Building better customer relationships and crafting more engaging and personalized experiences by tapping the prowess of this disruptive technology.
By: Sid Victor, Head of Support Services at Movate
AI’s new inflection point, generative technology, has captured the world by storm and could be the next giant leap to unleash the innovation and productivity we need. The market will reach over $109B by 2030, with a projected CAGR of 35.6%. ChatGPT’s meteoric rise is attributable to generative AI’s capability to augment human effort. Enterprises envision building better customer relationships and crafting more engaging and personalized experiences by tapping the prowess of this disruptive technology.
The Future Is Unfolding
The talk of the town is about leveraging this technology with “human-in-the-loop” workflows, automating repetitive tasks, creativity, content creation, supercharging human support, and finetuning Large Language Models (LLMs) to specific domains, enterprise use cases, and customer scenarios.
Going by a survey of global business leaders, AI foundation models will play a pivotal role in enterprise strategies over the next three to five years. An estimated 60% of IT leaders are looking to implement Generative AI. Existing tech service providers have their roadmaps chalked out to accelerate the advancement of existing AI platforms infused with Generative AI models. OpenAI has released API for accessing their flagship AI models. Vendors are exploring API integrations with the latest generative LLM models (like Stable Diffusion, DALLE-E) and are inking partnerships with the pioneers to level up their CX capabilities.
The landscape of customer support strategy is witnessing a shift as benefits of Generative AI unravel use cases with a human-centric approach. Around 95% of enterprise leaders believe generative AI is ushering in a new dawn of enterprise intelligence. The game-changing technology will likely transform CX to provide unprecedented customer delight across service operations. ChatGPT, for example, is known for being content-oriented, having deep language understanding, contextual response generation capabilities, and flexibility for open-domain conversations.
The X-Factor in Support
The critical question is this: How will the new advancement in AI outperform the present new-age technologies in a customer support context? What kind of newness does the technology deliver when measured against the yardstick of customer experience?
A piece from The Wall Street Journal cited how enterprises are leveraging the significant breakthrough in NLP to make customer service bots even smarter. Over the years, we witnessed how the journey has been from linear chatbots to cognitive, conversational AI, and now the step up with generative bots—highly adaptable and interactive agents. LLM-powered chatbots facilitate conversations and tap knowledge gleaned and retained from previous interactions.
We now enter the language proficiency era that marks the start of language-driven generative models that are proficient in tackling customer support interactions at a humanized level of maturity. Generative bots deliver supreme contextual and intricate language understanding compared to costly, rigid, manually configured FAQ chatbots that return many articles to read. The “out-of-the-box” models mine deeper into the troves of data from knowledge bases and untapped touchpoints. Automation takes a turn for the better as models deliver deep predictive intelligence and content aggregation capabilities.

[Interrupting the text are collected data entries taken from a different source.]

PR #295, opened 2026-08-07
report: comment out Value/Unit columns in inference suite HTML reports

atnair-amd:
Ticket: AIMVT-284

## Summary
Removes the Value/Unit columns from the pytest-html results table across
the vllm, sglang, and inferencex_atom inference suites.

## Change
- Commented out `pytest_html_results_table_header`/`_row` in each suite's
  `conftest.py`, plus the shared `html_metric_table_header`/`_row` helper
  in `inference_suite_lifecycle.py` (and ATOM's now-unused import of it)
- vllm and inferencex_atom previously populated real per-metric values;
  sglang's columns were already always blank (no sglang test sets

As human agents receive assistance from co-pilots, the technology reduces manual effort. It amplifies agent experience—NPS & CSAT monitoring, extracting relevant info from multiple articles, and generating human-like summaries. Gen AI-powered solutions deepen customer engagement via multi-lingual support, next-best actions, precise recommendations, onboarding process, appointment setting, and scheduling. Decision-makers can accurately decode customer emotions and sentiments, use empathy reasoning, and topic clustering, and summarize content from various channels.
Deploying this technology will level up CSAT through hyper-personalized responses, broader customer reach across languages, faster resolutions, and scalability to meet expanding business needs in the future.
Be Wary of Blind Spots
A survey of IT leaders indicates that 67% are prioritizing generative AI for the next 18 months, and one-third have it as a top priority, but challenges remain. The advancement in AI is still in its nascent stages, with rapid rounds of experimentation and innovation in progress. A lot of research, validation, and testing iterations are underway.
Leaders need to be wary of the reputational risks and brand damage arising from hallucinated responses (coherent nonsense) amidst sensitive customer interactions—for example, providing a false credit card interest rate to a customer seeking information.
Brands must address biases, data privacy laws, copyright issues, human-verified output, transparency, security audits, and diverse and inclusive representative data sets through an ethical and responsible AI governance framework.
With all the buzz around the new AI arms race, clients need to ask service providers the tough questions around security, accuracy, and governance. These include:
- Are sufficient data guardrails in place?
- What’s the differentiating factor of a particular service offering? Can other vendors also replicate the results with the same API?
- Is this the “real deal” integration with a high-profile generative model or another duplicate?
- Is this LLM trained in specific domain use cases (like telecom, contact center) and possesses topic-centric grounding?
Consider domain-specific large or a small parameter set to train the LLM models for successful outcomes. Such LLM models trained on a small set of parameters would outperform larger models at less cost. Accurate, complete, unified data and enhanced cybersecurity measures are paramount for trustworthy innovation.